PR #4044, opened 2025-08-27
oep(4012): Mayastor Nexus QoS settings proposal

urso:
This OEP discusses the addition of QoS settings to the Mayastor Nexus.

### DIFF
--- a/designs/replicated-pv/mayastor/qos.md
+++ b/designs/replicated-pv/mayastor/qos.md
@@ -7,7 +7,7 @@ owners:
   - "@urso"
 editor: TBD
 creation-date: 2025-08-27
-last-updated: 2025-08-27
+last-updated: 2025-09-04
 status: provisional
 ---
 
@@ -22,16 +22,16 @@ status: provisional
   * [Non-Goals](#non-goals)
 * [Proposal](#proposal)
   * [User Stories](#user-stories)
-     * [Story 1: StorageClass with QoS Parameters](#story-1-storageclass-with-qos-parameters)
+     * [Story 1: Volume Creation with QoS](#story-1-volume-creation-with-qos)
      * [Story 2: Runtime QoS Modification](#story-2-runtime-qos-modification)
-     * [Story 3: Adding QoS to Non-QoS StorageClass](#story-3-adding-qos-to-non-qos-storageclass)
+     * [Story 3: Adding QoS to Existing Volume](#story-3-adding-qos-to-existing-volume)
   * [Implementation Details](#implementation-details)
   * [Risks and Mitigations](#risks-and-mitigations)
 * [Testing](#testing)
 
 ## Summary
 
-This proposal adds Quality of Service (QoS) support to Mayastor volumes, enabling users to set IOPS and bandwidth rate limits per volume. QoS limits can be configured via StorageClass parameters at provisioning time or modified through PVC annotations at runtime without disrupting active workloads. This provides resource isolation and predictable performance characteristics for applications in multi-tenant storage environments.
+This proposal adds Quality of Service (QoS) support to Mayastor volumes, enabling users to set IOPS and bandwidth rate limits per volume. QoS limits can be configured through Volume Attribute Classes at provisioning time or modified at runtime without disrupting active workloads. This provides resource isolation and predictable performance characteristics for applications in multi-tenant storage environments.
 
 ## Motivation
 
@@ -40,7 +40,7 @@ Mayastor needs QoS controls to enable resource isolation and predictable perform
 ### Goals
 
 - Implement IOPS and bandwidth rate limiting per volume using SPDK's native QoS capabilities
-- Enable runtime QoS modification via PVC annotations without volume restart
+- Enable runtime QoS modification via Volume Attribute Classes without volume restart
 
 ### Non-Goals
 
@@ -50,29 +50,28 @@ Mayastor needs QoS controls to enable resource isolation and predictable perform
 
 ## Proposal
 
-This is where we get down to the nitty gritty of what the proposal actually is.
+**Kubernetes Version Support:**
+Volume Attribute Classes is supported in Kubernetes 1.31+ (beta) and 1.34+ (stable).
 
 ### User Stories
 
-#### Story 1: StorageClass with QoS Parameters
+#### Story 1: Volume Creation with QoS
 
-As a user, I want to create a storage class with QoS parameters so that volumes provisioned from this StorageClass have IOPS and bandwidth limits applied.
+As a user, I want to create a volume with IOPS and bandwidth limits applied so that my application has predictable storage performance.
 
-**StorageClass:**
+**Volume Attribute Class:**
 ```yaml
-apiVersion: storage.k8s.io/v1
-kind: StorageClass
+apiVersion: storage.k8s.io/v1beta1
+kind: VolumeAttributesClass
 metadata:
-  name: mayastor
-provisioner: io.openebs.csi-mayastor
+  name: standard-performance
+driverName: io.openebs.csi-mayastor
 parameters:
-  protocol: "nvmf"
-  repl: "3"
   qos-iops-limit: "5000"
   qos-bandwidth-limit-mb: "200"
 ```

##############################

→ **TASK OBJECTIVE**
From the listing above, copy every line that includes the word "replicated".

→ **TASK OUTPUT**
--- a/designs/replicated-pv/mayastor/qos.md
+++ b/designs/replicated-pv/mayastor/qos.md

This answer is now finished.